Prompt: Considering the entries that follow, report how many lines include the string "Equal", giving the number alone.

═══ Supplied records ═══

PR #458, opened 2025-04-10
feat: github repos version resolution

### LINKED ISSUE #455: Suport github repo latest version resoltion for malware inspect
do after https://github.com/safedep/dry/pull/17 is merged.

KunalSin9h:
fixes #455 

```bash
./vet inspect malware --purl pkg:/github/actions/checkout
```
out

```bash
./vet inspect malware --purl pkg:/github/actions/checkout@latest
```
new

image


pkg/common/purl/purl.go
```diff
@@ -31,17 +32,26 @@ func ParsePackageUrl(purl string) (*purlResponseWrapper, error) {
 	}
 
 	if instance.Version == "" || instance.Version == "latest" {
+		ui.PrintMsg("Resolving latest version")
```
abhisek, line 35: Don't use `ui.PrintMsg` in library code. There is a specific reason why UI is in `internal` package. We want it to be internal to `vet` and specific to `vet`. Lib code is reusable, in `vet` and outside `vet`. Use `logger.Debugf/Infof` if required. `UI` functions should be used only in `cmd` files to ensure every part of the system can be re-used outside `vet` as well.

Imagine we build a `vet-server` that uses `vet` as a Go module.

pkg/common/purl/purl.go
```diff
@@ -31,17 +32,26 @@ func ParsePackageUrl(purl string) (*purlResponseWrapper, error) {
...
+			packageName = fmt.Sprintf("%s/%s", instance.Namespace, instance.Name)
+		}
+
+		version, err := common.ResolvePackageLatestVersion(packageName, ecosystem)
 		if err != nil {
 			return nil, err
 		}
 
 		instance.Version = version
+		ui.PrintSuccess("Resolved latest version: %s", version)
```
abhisek, line 54:
```suggestion
```

pkg/common/purl/purl.go
```diff
@@ -6,6 +6,7 @@ import (
 	packagev1 "buf.build/gen/go/safedep/api/protocolbuffers/go/safedep/messages/package/v1"
 	"github.com/google/osv-scanner/pkg/lockfile"
 	"github.com/package-url/packageurl-go"
+	"github.com/safedep/vet/internal/ui"
```
abhisek, line 9:
```suggestion
```

pkg/common/purl/purl.go
abhisek: Also it seems to me we should not resolve version here. PURL parser is only for parsing. Such low level library should not automatically handle anything. Its more of "application logic". This is why we handle the case of GitHub Action commit sha resolution at `cmd` level because thats app logic.

Can we avoid doing version resolution or any "automatic" stuff in `pkg/common`. To support `vet scan --purl`, look at PURL reader in `pkg/readers`

KunalSin9h:
@abhisek resolved.

abhisek (approved):

PR #487, opened 2025-05-20
Fix/ Bug in Resolving Package Version in Maven POM with Dependency Management

### LINKED ISSUE #425: Fix Bug in Resolving Package Version in Maven POM with Dependency Management
Just starting to evaluate vet and I have encountered problem that may result in not valid report.

I start scan with:
```
vet scan -D /tmp/test-test/transactionservice --report-json report.json
```

and my results contains something like this:
```
  "packages": [
    {
      "package": {
        "ecosystem": "Maven",
        "name": "io.swagger.core.v3:swagger-annotations",
        "version": "0"
      },
      "manifests": [
        "e7de49b70dae8f0e"
      ]
    },
    {
      "package": {
        "ecosystem": "Maven",
        "name": "org.projectlombok:lombok",
        "version": "0"
      },
```

is there a way to fix version 0 problem and instead detect proper one?

KunalSin9h:
fixes #425 

Screenshots:

For `parent bom` resolution

Screenshot from 2025-05-20 14-45-41

For `simple pom.xml`

image

Result of `--resport-json`

[report.json](https://github.com/user-attachments/files/20340246/rep.json)

image


pkg/parser/pomxml.go
```diff
@@ -0,0 +1,105 @@
...
+// We use osc-scalibr's java/pomxmlnet (with Net, or Network) to fetch dependency from registry.
+func parseMavenPomXmlFile(lockfilePath string, _ *ParserConfig) (*models.PackageManifest, error) {
+	// Disable osv-scalibr's native logging.
+	log.SetLogger(silentLogger{})
+
+	// Java/PomXMLNet extractor
+	ext, err := el.ExtractorsFromNames([]string{"java/pomxmlnet"})
+	if err != nil {
+		logger.Errorf("Failed to create java/pomxmlnet extractor form osv-scalibr: %v", err)
+		return nil, fmt.Errorf("failed to create java/pomxmlnet extractor: %v", err.Error())
```
abhisek, line 27:
```suggestion
		return nil, fmt.Errorf("failed to create java/pomxmlnet extractor: %w", err)
```

pkg/parser/pomxml.go
```diff
@@ -0,0 +1,105 @@
...
+
+	// ScanConfig
+	config := &scalibr.ScanConfig{
+		ScanRoots:            scanRoots,
+		FilesystemExtractors: ext,
+		Capabilities:         capability,
+		PathsToExtract:       []string{lockfilePath},
+	}
+
+	result := scalibr.New().Scan(context.Background(), config)
```
abhisek, line 58: Nothing much you can do here but just a note: We made a mistake in `vet` design ie. not having a top level context which we pass down to all scanner, analyser, parser etc. At some point, we need to refactor and have a top level context passed down to parsers.

pkg/parser/pomxml.go
```diff
@@ -0,0 +1,105 @@
...
+
+	if result.Status.Status != plugin.ScanStatusSucceeded {
+		logger.Warnf("osv-scalibr scan did not performed scan with success")
+		return nil, fmt.Errorf("osv-scalibr scan did not performed scan with success: Status %v", result.Status.Status)
```
abhisek, line 62: `%v` is not a good idea for `Errorf`. Either use `%w` to wrap underlying error or `%s` to embed error string

pkg/parser/pomxml.go
```diff
@@ -0,0 +1,105 @@
...
+		}
+		manifest.AddPackage(modelPackage)
+	}
+
+	return manifest, nil
+}
+
+// scanRoots function returns the default scan root required for osv-scalibr
+// Default is `/`
+func scanRoots() ([]*scalibrfs.ScanRoot, error) {
```
abhisek, line 81: `scanRoots` and `silentLogger` seems like common code for intefacing with SCAlibr. May be we can have a `scalibr.go` in `parser` package that contains this code. This and other parsers can just re-use this code beyond only `pom.xml` parser

pkg/parser/pomxml.go
```diff
@@ -0,0 +1,105 @@
+package parser
+
+import (
+	"context"
+	"fmt"
+	scalibr "github.com/google/osv-scalibr"
+	"github.com/google/osv-scalibr/binary/platform"
+	el "github.com/google/osv-scalibr/extractor/filesystem/list"
+	scalibrfs "github.com/google/osv-scalibr/fs"
+	"github.com/google/osv-scalibr/log"
```
abhisek, line 10: Can we name this `scalibrlog`. Just to avoid ambiguity?

PR #489, opened 2025-05-23
feat: container scanning

### LINKED ISSUE #342: Container Vulnerability Scanning with OSV-SCALIBR
Reference: 
- https://github.com/google/osv-scalibr
- https://www.notion.so/safedep-inc/Analysis-of-Container-Scanning-Support-for-vet-1ef61d70b236805b9b13d047a283454a

KunalSin9h:
fixes #342 

carbon


pkg/readers/container_image_reader.go
```diff
@@ -0,0 +1,148 @@
...
+	Image string
+}
+
+type containerImageReader struct {
+	config *ContainerImageReaderConfig
+}
+
+var _ PackageManifestReader = &containerImageReader{}
+
+func NewContainerImageReader(config *ContainerImageReaderConfig) (*containerImageReader, error) {
```
abhisek, line 29: We should separate the config and the image target. They are different. `ImageTarget` such as `node:latest` is the target of scan / reading while config defines "how" it is read. I suggest take 2 param as input - `config` and `imageRef`. Fail fast if the `imageRef` is invalid in `NewContainerImageReader`

pkg/readers/container_image_reader_test.go
```diff
@@ -0,0 +1,31 @@
+package readers
+
+import (
+	"github.com/safedep/vet/pkg/models"
+	"github.com/stretchr/testify/assert"
+	"testing"
+)
+
+func TestContainerImageReaderEnumManifest(t *testing.T) {
```
abhisek, line 9: This test will significantly slow down development because it will pull the image. We should move container image reader tests to E2E that runs in CI. Have simple validation tests here that are fast.

In future, we need to see if we can mock the results to test other cases.

pkg/readers/container_image_reader.go
```diff
@@ -0,0 +1,148 @@
...
+		config: config,
+	}, nil
+}
+
+func (c containerImageReader) Name() string {
+	return "Container Image Reader"
+}
+
+func (c containerImageReader) ApplicationName() (string, error) {
+	return defaultApplicationName, nil
```
abhisek, line 40: We should return an PURL here because it can represent the source of the container image. 

See: https://github.com/package-url/purl-spec/blob/main/PURL-TYPES.rst#oci

pkg/readers/container_image_reader.go
```diff
@@ -0,0 +1,148 @@
...
+}
+
+func (c containerImageReader) EnumManifests(handler func(*models.PackageManifest, PackageReader) error) error {
+	image, err := c.getScalibrContainerImage()
+	if err != nil {
+		logger.Errorf("failed to get Scalibr container image: %s", err)
+		return fmt.Errorf("failed to get Scalibr container image: %s", err)
```
abhisek, line 47:
```suggestion
		return fmt.Errorf("failed to get container image: %s", err)
```

`Scalibr` is internal library. It doesn't make sense to expose it as a error message to user. Logging is fine.

pkg/readers/container_image_reader.go
```diff
@@ -0,0 +1,148 @@
...
+	if err != nil {
+		logger.Errorf("failed to get scan config: %s", err)
+		return fmt.Errorf("failed to get Scalibr scan config: %s", err)
+	}
+
+	// Scan Container
+	result, err := scalibr.New().ScanContainer(context.Background(), image, scanConfig)
+	if err != nil {
+		logger.Errorf("failed to perform osv-scalibr scan: %s", err)
+		return fmt.Errorf("failed to perform osv-scalibr scan: %s", err)
```
abhisek, line 60:
```suggestion
		return fmt.Errorf("failed to perform container scan: %s", err)
```

pkg/readers/container_image_reader.go
```diff
@@ -0,0 +1,148 @@
...
+
+	manifests := make(map[string]*models.PackageManifest)
+
+	for _, pkg := range result.Inventory.Packages {
+		pkgPurl := converter.ToPURL(pkg)
+		packageSet[pkgPurl.String()] = pkg
+	}
+
+	for _, pkg := range packageSet {
+		if _, ok := manifests[pkg.Ecosystem()]; !ok {
```
abhisek, line 75: We are creating manifest by ecosystem. This seems a bit ambiguous. Is there a way to know the "file" from which Scalibr extracted the package? If so we should use the name or ref or PURL to that file (whatever is available) to group the manifests along with the ecosystem

pkg/readers/container_image_reader.go
```diff
@@ -0,0 +1,148 @@
...
+			manifests[pkg.Ecosystem()] = models.NewPackageManifestFromLocal("", pkg.Ecosystem())
```
abhisek, line 76: We should use PURL here using `NewPackageManifestFromPurl`. The PURL should be referencing the container image being scanned.

pkg/readers/container_image_reader.go
```diff
@@ -0,0 +1,148 @@
...
+
+		manifests[pkg.Ecosystem()].AddPackage(pkgPackage)
+	}
+
+	// TODO: Some Ecosystem is very bad, like for alpine packages the ecosystem is Alpine2.25,
+	for _, manifest := range manifests {
+		err = handler(manifest, NewManifestModelReader(manifest))
+		if err != nil {
+			logger.Errorf("failed to process manifest: %s", err)
+			return fmt.Errorf("failed to process manifest: %s", err)
```
abhisek, line 93:
```suggestion
			continue
```

Don't fail. Only log error.

pkg/readers/container_image_reader.go
```diff
@@ -0,0 +1,148 @@
...
+	}
+
+	// Get default scalibr capabilities
+	capability := parser.ScalibrDefaultCapabilities()
+
+	// From Docs: RunningSystem is "Whether the scanner is scanning the real running system it's on"
+	// For Remote Images (Current State), a running system should be false
+	// We're scanning a Linux container image whose filesystem is mounted to the host's disk.
+	// Ref: https://github.com/google/osv-scalibr/blob/a349e505ba1f0bba00c32d3f2df59807939b3db5/binary/cli/cli.go#L574
+	capability.RunningSystem = false
```
abhisek, line 130: See the problem with coupling with `parser` here. Tomorrow if a dev working on parser introduces a new default config then this module will break or misbehave silently. We should never couple config unless they belong to the same domain.

pkg/readers/container_image_reader.go
KunalSin9h: yes, pkg.Locations returns `[]string` of all files from which package is found.

test/e2e_container_image_reader_test.go
```diff
@@ -0,0 +1,108 @@
...
+				})
+
+				assert.NoError(t, err)
+			}
+		})
+	}
+
+}
+
+func TestContainerImageReaderApplicationName(t *testing.T) {
```
abhisek, line 78: This is not E2E. It should be in `container_image_reader_test.go`

We are only keeping end-end tests in `test` package. Unit tests stay with the original code as per Go's convention

abhisek (approved):

Issue #492, opened 2025-05-27
Convert local docker image to tar then scan tar folder.


KunalSin9h:
```bash
vet scan --image myapp:dev
```

This should first check if the image exists using docker client and then convert it into tar using 
```bash
docker save myapp:dev -o myapp.tar
```

and run this tar scanning. 

After the scan is finished, it should clean up ie. remove the temporary tar file irrespective of success or failure

PR #497, opened 2025-05-28
Support for local docker and tar images in container scanning. 

### LINKED ISSUE #491: Allow local `tar` file scanning
```bash
vet scan --image /path/to/node20.tar
```

This should detection path, and should use scalibr's tar scanning feature.

KunalSin9h:
fixes #491 #492


test/scenarios/scenario-12-image-scan-local-docker-image.sh
```diff
@@ -0,0 +1,11 @@
...
+
+set -x
+
+# Scenario for Container Scanning from local docker images
+
+# Pull nats:2.10 image
+docker pull nats:2.10
+
+$E2E_VET_BINARY \
+  scan --image nats:2.10
```
abhisek, line 11: How do we know that it is not pulling?

pkg/readers/container_image_resolve_workflow.go
```diff
@@ -0,0 +1,140 @@
...
+
+	if err := tempTarFile.Close(); err != nil {
+		return "", err
+	}
+
+	// from docs: it is safe to call Name after Close
+	return tempTarFile.Name(), nil
+}
+
+func checkPathExists(path string) (bool, error) {
```
abhisek, line 130: We should have a unit test for this function. Also why is this outside the reader and at the package level? Do we need this function across different readers? If not, I think it should be within the `containerImageReader` struct

test/scenarios/scenario-12-image-scan-local-docker-image.sh
KunalSin9h: image

abhisek (approved):

PR #504, opened 2025-06-02
feat: adds support for go.mod graph parser

slayer321:
fixes https://github.com/safedep/vet/issues/420

Below is the generated graph for sample `go.mod` file in `parser/fixtures/go` folder
#### Note

This PR just adds the scalibr pkg for parsing go.mod file and the graph generated can be incorrect.
In future we need to take a deeper look at how `go mod graph` is implemented .. and we can implement in future iteration

image


abhisek:
@slayer321 CI test seems to be failing

pkg/parser/gomod_test.go
```diff
@@ -0,0 +1,26 @@
...
+	"gopkg.in/inf.v0",         // indirect
+}
+
+func Test_GomodParser_Simple(t *testing.T) {
+	manifest, err := parseGoModFile("./fixtures/go/go.mod", &ParserConfig{})
+	if err != nil {
+		t.Fatal(err)
+	}
+
+	assert.Equal(t, 4, len(manifest.Packages))
```
abhisek: We need to retain the dependency relationship. In this example: 3 are direct and only 1 indirect.

pkg/parser/gomod.go
```diff
@@ -0,0 +1,34 @@
...
+	if err != nil {
+		return nil, fmt.Errorf("failed to read the file: %w", err)
+	}
+
+	file, err := modfile.ParseLax(lockfilePath, data, nil)
+	if err != nil {
+		return nil, fmt.Errorf("failed to parse go.mod file: %w", err)
+	}
+	manifest := models.NewPackageManifestFromLocal(lockfilePath, models.EcosystemGo)
+
```
abhisek, line 39: We need to build the dependency graph. See example:
https://github.com/safedep/vet/blob/main/pkg/parser/npm_graph.go#L113

Thats the primary requirement of issue #420 

Without dependency graph we are just replacing the existing parser which works fine but does not differentiates between direct and indirect dependencies.

abhisek (changes requested):

KunalSin9h (dismissed):

pkg/parser/gomod.go
KunalSin9h: @slayer321 @abhisek there is `indirect` property in result of this parser, we can find which packages are indirect. 

image

abhisek: @slayer321 I don't see this comment resolved. I still see a list of packages being parsed from Go.mod and not the dependency graph being constructed. Try `go mod graph`. It will generate the dependency graph.

A dependency graph captures the relationship between the different packages. See example here:
https://github.com/safedep/vet/blob/main/pkg/parser/npm_graph.go#L113

Without a dependency graph, `--report-graph` will not work

You need to assert / verify this graph as part of the parser test cases.

slayer321:
@abhisek below are the things I have found about adding dependency graph for go.mod

1. Looked into the internals of  osv-scalibr module for using [gomod extractor](https://github.com/google/osv-scalibr/blob/main/extractor/filesystem/language/golang/gomod/gomod.go) ..it quite same as using the `golang.org/x/mod/modfile` as we are doing it currently in our codebase. The only difference I found was they support for some of the [older version of Go i.e below 1.17](https://github.com/google/osv-scalibr/blob/main/extractor/filesystem/language/golang/gomod/gomod.go#L91) where the get the dependency from go.sum . Though I just gives us the direct and indirect dependency from go.mod file and not the transitive one. 

2. I was looking into the working to `go mod graph` command . As when we run this command it gives us all the dependency including transitive one. After checking some the [internals](https://github.com/golang/go/blob/master/src/cmd/go/internal/modcmd/graph.go#L71) of it I found that they try to load all the transitive dependency from the go.mod file of the indirect dependency (I'm not 100% sure but after having a quick overview that's what I understand).
3. I was trying to find if there are any ways we can generate the graph ourself using `go.mod` file .. I found that there are two tools that is trying to do somethings similar 
    1.  [depstat](https://github.com/kubernetes-sigs/depstat/tree/main) : It's a cli tool which has a subcommand `graph` which generate the `.dot` file. After checking there internals I found that they still uses `go mod graph` command and then generate dependency graph out of it
    2. [modview](https://github.com/bayraktugrul/modview/): this tool also uses `go mod graph` command and generate the dependency graph

After doing all the research till now what I understand is there is no direct way to generate the dependency graph from `go.mod` file. And I think we are not looking to have a dependency on  `go` binary as it might break in container or environment where Go is not installed.

Please let me know what are your thoughts on this.

abhisek:
@slayer321 It seems to me we should just use scalibr for `go.mod` parsing while enforcing the checks for Direct/Indirect based on our config (IncludeTransitive). The reason being, scalibr handles additional cases for older version of go.mod which we need as well because `vet` users may be scanning Go projects that uses old tool chains.

We should not be duplicating the same approach that scalibr is using. Instead, if possible we should be contributing to scalibr by extending its functionality.

what do you think?

slayer321:
@abhisek Yes, we can use scalibr for parsing `go.mod` file(I already tried it yesterday.. as we discuss by directly calling [Extractor](https://github.com/google/osv-scalibr/blob/main/extractor/filesystem/language/golang/gomod/gomod.go#L78)) . But it will just parse direct/indirect dependency that we have in `go.mod` and not the `Transitive` dependency . 

As for now there seems to be not directly way to build the dependency graph for Transitive dependency from `go.mod` other then using `go mod graph` command. 

So for now If we just want to have parsing of  direct/indirect dependency supported and not the graph .. we can use scalibr and implement it as we are already doing for `pom.xml` file.

abhisek:
@slayer321 Sounds good. Lets go ahead as the first iteration with scalibr.

pkg/parser/gomod.go
```diff
@@ -0,0 +1,47 @@
...
+	"github.com/google/osv-scalibr/extractor/filesystem"
+	"github.com/google/osv-scalibr/extractor/filesystem/language/golang/gomod"
+	"github.com/google/osv-scalibr/fs"
+	"github.com/safedep/vet/pkg/models"
+)
+
+// parseGoModFile parses the go.mod file of the  project.
+func parseGoModFile(lockfilePath string, config *ParserConfig) (*models.PackageManifest, error) {
+	goModExtractor := gomod.New()
```
abhisek: `goModExtractor` initialization should be closer to the code where `goModExtractor` is used. Also this initialization is unnecessary if `os.Open` fails. We should always fail fast.

See Clean Code guidelines:
https://gist.github.com/wojteklu/73c6914cc446146b8b533c0988cf8d29#source-code-structure

Originally referred in book: Clean Code

pkg/parser/gomod.go
```diff
@@ -0,0 +1,47 @@
...
+
+	inventory, err := goModExtractor.Extract(context.Background(), inputConfig)
+	if err != nil {
+		return nil, fmt.Errorf("failed to extract packages: %s", err)
+	}
+
+	manifest := models.NewPackageManifestFromLocal(lockfilePath, models.EcosystemGo)
+
+	for _, pkg := range inventory.Packages {
+		pkgDetails := models.NewPackageDetail(models.EcosystemGo, pkg.Name, pkg.Version)
```
abhisek, line 41: As discussed earlier (in Slack AFAIR), we should include a `ParserConfig` called `IncludeTransitiveDependencies`. This parser should honour that ie. include indirect Go dependencies only if `IncludeTransitiveDependencies` is true.

In `parser.go`, we can consider `IncludeTransitiveDependencies` as true by default.
https://github.com/safedep/vet/blob/main/pkg/parser/parser.go#L272

pkg/parser/gomod_test.go
```diff
@@ -0,0 +1,27 @@
...
+var goDeps = []string{
+	"stdlib",                  // Direct
+	"connectrpc.com/connect",  // Direct
+	"github.com/anchore/syft", // Direct
+	"github.com/gocql/gocql",  // Direct
+	"gopkg.in/inf.v0",         // indirect
+}
+
+func TestGomodParserSimple(t *testing.T) {
+	manifest, err := parseGoModFile("./fixtures/go/go.mod", &ParserConfig{})
```
abhisek: Test for both the cases ie. `IncludeTransitiveDependencies=true` and `IncludeTransitiveDependencies=false`

slayer321: Yes, earlier I [added it](https://github.com/safedep/vet/pull/504/commits/fc086cc47e27773196850a57468058a3db4f8914#diff-6c9d04f16ac3f863642955648fecf7babf69933c0365f0b04a8458d4892c7c40R28) but have to remove it as now we are using scalibr package and it don't expose that `Indirect` field.

pkg/parser/gomod.go
slayer321: Yes, we discuss on that . But now as we are using scalibr package we don't have access to that field as scalibr only expose basic [details](https://github.com/google/osv-scalibr/blob/main/extractor/filesystem/language/golang/gomod/gomod.go#L128) . If you see the previous commit that I have where we where directly using the golang's [modfile](golang.org/x/mod/modfile) pkg .. there we had access to that field so the [checks where added](https://github.com/safedep/vet/pull/504/commits/fc086cc47e27773196850a57468058a3db4f8914#diff-c4db7e394223f198b84d5801cebb3d8b0865a364f1165ef1b0a169a91b1f4765R24) .

pkg/parser/gomod_test.go
```diff
@@ -0,0 +1,39 @@
...
+		t.Fatal(err)
+	}
+
+	assert.Equal(t, 5, len(manifest.Packages))
+	for _, pkg := range manifest.Packages {
+		assert.Contains(t, goDeps, pkg.Name)
+	}
+}
+
+func TestGomodParserToExcludeTransitiveDependencies(t *testing.T) {
```
abhisek: Unnecessary test function. Should combine the 2 test functions following Go's table driven testing convention into a single function but multiple test cases.

https://go.dev/wiki/TableDrivenTests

═══

The answer: 2